- Conservation efforts in the Zambezi River Basin were stepped up yesterday, to improve the living conditions along Southern Africa's largest water body while safeguarding the environment. The occasion was given unexpected relevance by the rising water tables in the upper part of the river, where villages in Namibia and Zambia are preparing to evacuate.
On the occasion of this year's World Water Day, the Southern Africa office of the global conservation union IUCN stepped up its efforts to conserve the Zambezi River basin. The group launched a project set to address the many challenges the Zambezi is facing, including natural disasters.
According to IUCN, the problems of river basin are many and grave. "Climate variability, intermittent flood, inherent low soil fertility, salty water intrusion, poverty, inappropriate resource tenure and land-use practices, gender inequalities, HIV/AIDS pandemic, and poor economic opportunities all threaten the future of the Zambezi basin, shared by eight countries with a total population of 102.9 million people of whom 30.8 percent live in the basin itself," Caroline Gwature of IUCN states.
The Zambezi is well endowed with wetlands of varying types, ranging from the smallest systems such as dambos to very large flood plains and deltaic marshes such as the Barotse flood plain and the River delta.
The basin's wetlands are some of the most productive ecosystems in southern Africa, supporting some of the largest contiguous wildlife populations and habitats on the African continent and providing freshwater for human consumption and economic development, pasture for livestock and wildlife, fertile soils for agriculture, and significant yields of fish.
Since 1995, the Canadian International Development Agency (CIDA) and IUCN have been working together towards the conservation and sustainable utilisation of the wetland resources of the Zambezi basin.

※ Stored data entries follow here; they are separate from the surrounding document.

PR #775, opened 2026-06-07
fix(api/sessions): honor --repo scoping in sessions kill (#761)

### LINKED ISSUE #761: [Detail Bug] CLI: `af sessions kill` ignores `--repo` scoping and may kill a session from a different repo
# Detail Bug Report

https://app.detail.dev/org_d0a388e8-ab25-4b0e-bf83-9421012703cd/bugs/bug_87279ad8-644a-4a60-bad0-6fa91408c1f0

Introduced in 94eff6b5553fcdbdbb76e63c1dee8ac91abf5cf6 by @sachiniyer on Mar 4, 2026

# Summary
- **Context**: The `af sessions kill <title>` CLI command accepts a `--repo` flag and the help text indicates it scopes operations to a repository, but the flag is completely ignored.
- **Bug**: `sessionsKillCmd` passes only `Title` to `daemon.KillSessionRequest`, ignoring the `--repo` flag entirely.
- **Actual vs. expected**: **Actual:** when `--repo` is provided, the command still searches across all repositories and kills the first matching session. **Expected:** `--repo` should scope the kill operation to the specified repo (or the current repo when in a git repo), matching help text and other session commands.
- **Impact**: A user can unintentionally kill a session from a different repository if multiple repos have sessions with the same title.

# Code with Bug
```go
// api/sessions.go:368-382
var sessionsKillCmd = &cobra.Command{
	Use:   "kill <title>",
	Short: "Kill a session",
	Args:  cobra.ExactArgs(1),
	RunE: func(cmd *cobra.Command, args []string) error {
		log.Initialize(false)
		defer log.Close()

		if err := killSessionViaDaemon(daemon.KillSessionRequest{Title: args[0]}); err != nil { // <-- BUG 🔴 RepoID not populated; --repo is ignored and kill searches all repos
			return jsonError(err)
		}

		return jsonOut(map[string]bool{"ok": true})
	},
}
```

# Explanation
- The parent `SessionsCmd` registers a persistent `--repo` flag (`Path to git repository`), so it applies to `sessions kill` and implies repo scoping.
- `daemon.KillSessionRequest` supports an optional `RepoID`; empty means “search all repos”. Because the CLI never sets `RepoID`, `sessions kill` always runs in all-repo mode even when the user explicitly provides `--repo`.

## Codebase Inconsistency
The TUI kill path passes a `repoID` for deterministic repo-scoped behavior:
```go
// app/session_control.go:38-40
var killSessionThroughDaemon = func(title, repoID string) error {
    return daemon.KillSession(daemon.KillSessionRequest{Title: title, RepoID: repoID})
}
```
`sessionsListCmd` also resolves repo scoping via `resolveRepoID()`, but `sessionsKillCmd` does not, creating inconsistent behavior across session subcommands.

# Recommended Fix
Use `resolveRepoID()` and populate `RepoID` in the kill request. This preserves current all-repo behavior when no repo context exists (empty `RepoID`):
```go
repoID, err := resolveRepoID()
if err != nil {
	return jsonError(err)
}

if err := killSessionViaDaemon(daemon.KillSessionRequest{Title: args[0], RepoID: repoID}); err != nil {
	return jsonError(err)
}
```

# History
This bug was introduced in commit 94eff6b.

sachiniyer:
## Summary

`af sessions kill <title>` advertises the `sessions` persistent `--repo`
flag (`Path to git repository`), but `sessionsKillCmd` passed only
`Title` to `daemon.KillSessionRequest` and dropped `--repo` on the floor.
The kill therefore **always ran in all-repo mode**, even when the user
explicitly scoped it.

### Root cause — data-loss risk

`daemon.KillSessionRequest` carries an optional `RepoID` that
`Manager.findSession` honors (non-empty → scope to that repo; empty →
search all repos and take the first title match). Because the CLI never
set `RepoID`, two repos holding a session with the same title meant
`kill T --repo A` would happily destroy repo **B**'s session if it was
found first. Killing a session tears down its tmux session, worktree, and
storage entry — so this is silent, irreversible loss of the wrong work.

This also made `sessions kill` the odd one out: `sessionsListCmd` already
resolves scoping via `resolveRepoID()`, and the TUI kill path
(`app/session_control.go`) passes a `repoID`.

## Fix

Resolve the repo with `resolveRepoID()` — exactly as `sessionsListCmd`
does — and populate `RepoID` on the request:

- empty `RepoID` (no `--repo`, cwd not a repo) → unchanged all-repo
  behavior, so no regression for existing single-repo workflows;
- non-empty `RepoID` → the daemon confines the kill to that repo and a
  same-titled session elsewhere is never touched.

Minimal, mirrors the established pattern; no daemon changes needed
(`findSession` already scopes on `RepoID`).

## Adjacent-call-site audit

All `sessions` subcommands inherit the `--repo` persistent flag. Audited
each for scoping:

| Subcommand | Repo scoping | Notes |
|---|---|---|
| `list` | ✅ `resolveRepoID()` | reference behavior |
| `create` | ✅ `resolveRepo()` (required) | always repo-scoped |
| `kill` | ✅ **fixed here** | was the data-loss bug |
| `whoami` | n/a | no title arg; matches by tmux session name |
| `get` | ⚠️ all-repo | read-only; returns metadata for first title match |
| `preview` | ⚠️ all-repo | read-only |
| `attach` | ⚠️ all-repo | read-only |
| `send-prompt` | ⚠️ all-repo | **mutating** — same latent wrong-target class as kill |

**Deliberate exclusion for this PR:** `kill` is the only subcommand whose
mis-scoping is *destructive*, so it's fixed in isolation to keep the diff
focused and low-risk. The read-only commands (`get`/`preview`/`attach`)
return or attach to the wrong session's view but cause no loss. The one
remaining write path, `send-prompt`, can deliver a prompt to a
same-titled session in the wrong repo and deserves the same treatment —
filed as a tracked follow-up rather than bundled here.

## Test

`TestSessionsKill_HonorsRepoScoping` creates a session with the same
title in two repos (repo A a real `git init`, repo B synthetic on disk),
runs the command with `--repo <repoA>`, and asserts both that the request
carries repo A's `RepoID` and that **only** repo A's entry is removed
while repo B's same-titled session survives.

## Verification

- `go build ./...` ✅
- `go test ./api/...` (incl. `-race`) ✅
- `gofmt -l .` clean ✅
- `golangci-lint run --timeout=3m --fast` clean ✅
- `deadcode -test ./...` clean ✅

Two unrelated full-suite failures were confirmed environmental, not from
this change: `daemon/TestSigtermFallback_DeadPID` (known flake — real
`af --daemon` processes on the box) and
`integration/TestCLICreateCodexSessionBecomesReady` (daemon-socket flake
under parallel `-race` load; passes in isolation with this change
stashed).

Fixes #761

— Captain Claude

### DIFF
--- a/api/sessions.go
+++ b/api/sessions.go
@@ -373,7 +373,16 @@ var sessionsKillCmd = &cobra.Command{
 		log.Initialize(false)
 		defer log.Close()
 
-		if err := killSessionViaDaemon(daemon.KillSessionRequest{Title: args[0]}); err != nil {
+		// Honor --repo scoping (#761). An empty repoID preserves the prior
+		// all-repo search; a non-empty one confines the kill to that repo so a
+		// same-titled session in a different repo is never destroyed by
+		// mistake. Mirrors sessionsListCmd's resolveRepoID() usage.
+		repoID, err := resolveRepoID()
+		if err != nil {
+			return jsonError(err)
+		}
+
+		if err := killSessionViaDaemon(daemon.KillSessionRequest{Title: args[0], RepoID: repoID}); err != nil {
 			return jsonError(err)
 		}
 
--- a/api/sessions_test.go
+++ b/api/sessions_test.go
@@ -4,6 +4,7 @@ import (
 	"encoding/json"
 	"errors"
 	"os"
+	"os/exec"
 	"path/filepath"
 	"strings"
 	"testing"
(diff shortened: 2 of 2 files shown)


sachiniyer:
Audit follow-up filed: #776 (`sessions send-prompt` has the same `--repo`-ignoring class of bug; the only remaining mutating subcommand). Kept out of this PR to keep the data-loss fix focused, as noted above.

- Phase II of the project, launched yesterday, seeks to contribute to the sustainable use of the Zambezi basin wetland ecosystems, says Ms Gwature, "while improving the well-being of local communities, and to influence the development of relevant national policies and regional protocols."
James Murombedzi, Director of IUCN's Southern Africa Regional Office, adds that the basin's problems are highlighted by current event. "The implementation of Phase II of the Zambezi basin project could not have come at a better time than now, when the world has its attention on water and disasters, which is the major focus of this five-year project," he says.
The project launch coincides with an upcoming flooding of the upper Zambezi River Basin that has started in western Zambia and Namibia's eastern Caprivi region. From Caprivi, 'The Namibian' is reporting preparations to evacuate villagers from areas surrounded by floodwaters river rapidly rises.
At the Namibian border town Katima Mulilo, where the Zambezi enters from Zambia, flood levels yesterday were measured to have reached 6.42 metres. This, according to 'The Namibian', "is now just four centimetres off last year's peak," when floods caused great damages to local crops and property and displaced around 12,000 people only in Namibia.
Experiences from other regions have taught environmentalists that river basins become more prone to disastrous flooding the more they are regulated. In particular the maintenance of natural flood plains - often areas with high agricultural potentials - is important to avoid large disasters.
In Europe, river basins such as the Rhine and the Danube are now in the process of being restored to their natural form. In particular the flood plains are restored to dam up for the disastrous floods that have hit central Europe during the last decades. Environmentalists are eager to prevent equal mistakes in less developed river basins such as the Zambezi.